Doing More with Less: A Survey on Routing Strategies for Resource Optimisation in Large Language Model-Based Systems

TL;DR

This survey analyzes routing strategies to optimise resource use in large language model–based systems, distinguishing pre-generation and post-generation routing while formalising routing as a performance-cost trade-off. It categorises methods into similarity-based, supervised, reinforcement learning-based, and generative routing, detailing their mechanisms, advantages, and limitations, and discusses industrial applicability and standardisation needs.
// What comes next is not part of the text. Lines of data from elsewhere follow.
PR #57, opened 2023-08-14
Create sonar-project.properties

rgildein:
Add missing sonar properties config file.


agileshaw (approved):
LGTM, but we would also need to set up the project in sonar and generate a secret for the project

rgildein:
> LGTM, but we would also need to set up the project in sonar and generate a secret for the project

With @esunar help I managed to configured it. Thanks

esunar (approved):

PR #59, opened 2023-08-22
Add redfish alert rules

dashmage:
Also add unit tests for alert rules.

### DIFF
--- a/src/prometheus_alert_rules/redfish.yaml
+++ b/src/prometheus_alert_rules/redfish.yaml
@@ -1,39 +1,105 @@
 groups:
-- name: Redfish
-  rules:
+  - name: Redfish
+    rules:
+      - alert: RedfishCallFailed
+        expr: redfish_call_success == 0
+        for: 0m
+        labels:
+          severity: warning
+        annotations:
+          summary: Call to the Redfish API failed. (instance {{ $labels.instance }})
+          description: |
+            Failure in calling the Redfish API.
+              VALUE = {{ $value }}
+              LABELS = {{ $labels }}
 
-  - alert: RedfishCallFailed
-    expr: redfish_call_success == 0
-    for: 0m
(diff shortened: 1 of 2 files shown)


dashmage:
The diff for `src/prometheus_alert_rules/redfish.yaml` contains more changes due to formatting done to the previously existing rules

sudeephb (approved):
LGTM

Pjack (commented):
I have a question. These alert rule looks very common. 
If there are 2 identical server in the cluster, will the same alert rule been added into alert manager twice?  And then we receive 2 notifications but there is only 1 server unhealthly.

dashmage:
> If there are 2 identical server in the cluster, will the same alert rule been added into alert manager twice? And then we receive 2 notifications but there is only 1 server unhealthly.

Along with each of the alert rules we are also putting the instance (in the summary) and the LABEL (in the description). This will allow us to identify which server instance is the error coming from and also from the LABEL we can see which is the processor id, model, chassis id etc.

Hope that answers your question.

Pjack:
> > If there are 2 identical server in the cluster, will the same alert rule been added into alert manager twice? And then we receive 2 notifications but there is only 1 server unhealthly.
> 
> Along with each of the alert rules we are also putting the instance (in the summary) and the LABEL (in the description). This will allow us to identify which server instance is the error coming from and also from the LABEL we can see which is the processor id, model, chassis id etc.
> 
> Hope that answers your question.

The code looks good to me. We can merge it.
But as we discussed offline, let's confirm the behavior for multiple identical server after we get the patch in grafana-agent. The expected behavior is:

* 1 alert rule when there are two identical servers, 
* it will be triggered whenever any one of the server failed
* it will be triggered twice notification when there are two servers failed.

Pjack (approved):

PR #62, opened 2023-08-30
bump charm library for cos agent

simskij:
for hardware-observer to be able to coexist with a principal that **also** implements `cos_agent`, a new version of the cos_agent library is needed. this pr solves that.


rgildein (approved):
LGTM, thanks

PR #66, opened 2023-09-15
Add juju 3.1 support.

### LINKED ISSUE #36: Functional tests are not compatible with juju 3.x
Functional tests are not compatible with `juju >= 3.0` because `unit.run` api was changed, and the schema of the output result are also not the same.

For example, 

```python3
# with juju 2
action = await unit.run(command, timeout=timeout)
results = action.results
return results # {'Code': '3', 'Stdout': 'inactive\n'}

# with juju 3
action = await unit.run(command, timeout=timeout)
await action.wait()
results = action.results
return results # {'return-code': 3, 'stdout': 'inactive\n'}
```

dashmage:
Fixes #36


Pjack (approved):
LGTM

tox.ini
```diff
@@ -79,6 +79,11 @@ deps =
...
 deps =
-  pytest
-  pytest-operator
+  juju < 3
+  -r {toxinidir}/tests/functional/requirements.txt
+
+[testenv:func31]
+commands = pytest {toxinidir}/tests/functional {posargs:-v}
+deps =
+  juju
```
rgildein, line 88: The `juju` requirements is not needed here, since it is installed along `pytest-operator`.

The `requirements.txt` to me is for all requirements needed to run and write functional tests, we are defined `pytest` and `pytest-operator`  here only to make it more clear how tests are executed + because tests are executed by `pytest` command. I will suggest to stick with that approach (empty requirements.txt + `pytest` and `pytest-operator` defined here) or potentially define `pytest` and `pytest-operator` in requirements.txt without no `juju` here.

e.g.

Key contributions include a comprehensive taxonomy, evaluation considerations, and guidance for developing adaptive, low-cost routing in dynamic LLM ecosystems. The work highlights the potential of complementary model pools, inductive graphs, and autonomous routing to sustain performance while reducing financial, computational, and environmental costs. It also identifies pressing challenges and proposes benchmarks and future directions for advancing practical, scalable routing in real-world systems.

Abstract

Large Language Model (LLM)-based systems, i.e. interconnected elements that include an LLM as a central component, such as conversational agents, are usually designed with monolithic, static architectures that rely on a single, general-purpose LLM to handle all user queries. However, these systems may be inefficient as different queries may require different levels of reasoning, domain knowledge or pre-processing. While generalist LLMs (e.g. GPT-4o, Claude-Sonnet) perform well across a wide range of tasks, they may incur significant financial, energy and computational costs. These costs may be disproportionate for simpler queries, resulting in unnecessary resource utilisation. A routing mechanism can therefore be employed to route queries to more appropriate components, such as smaller or specialised models, thereby improving efficiency and optimising resource consumption. This survey aims to provide a comprehensive overview of routing strategies in LLM-based systems. Specifically, it reviews when, why, and how routing should be integrated into LLM pipelines to improve efficiency, scalability, and performance. We define the objectives to optimise, such as cost minimisation and performance maximisation, and discuss the timing of routing within the LLM workflow, whether it occurs before or after generation. We also detail the various implementation strategies, including similarity-based, supervised, reinforcement learning-based, and generative methods. Practical considerations such as industrial applications and current limitations are also examined, like standardising routing experiments, accounting for non-financial costs, and designing adaptive strategies. By formalising routing as a performance-cost optimisation problem, this survey provides tools and directions to guide future research and development of adaptive low-cost LLM-based systems.

Paper Structure

This paper contains 39 sections, 1 equation, 2 figures, 2 tables.

Figures (2)

  • Figure 1: Routing as pre-generation step -- Before generating an answer, each LLM's ability to provide an appropriate answer is assessed based on the user query complexity and/or topic. Dotted arrows represent non-selected LLM candidates. Rectangles with straight edges represent the router and routing candidates, while rectangles with rounded corners represent input/output components (user requests and results).
  • Figure 2: Routing as post-generation step (or cascade routing) -- The relevance of a larger LLM is determined by the evaluation of the answers generated by the current LLM. Each candidate response is evaluated sequentially. If an answer is deemed inadequate or untrustworthy, the user query is routed to a larger LLM. Typically, the cascade sequence is static. Rectangles with straight edges represent the router and routing candidates, while rectangles with rounded corners represent input/output components.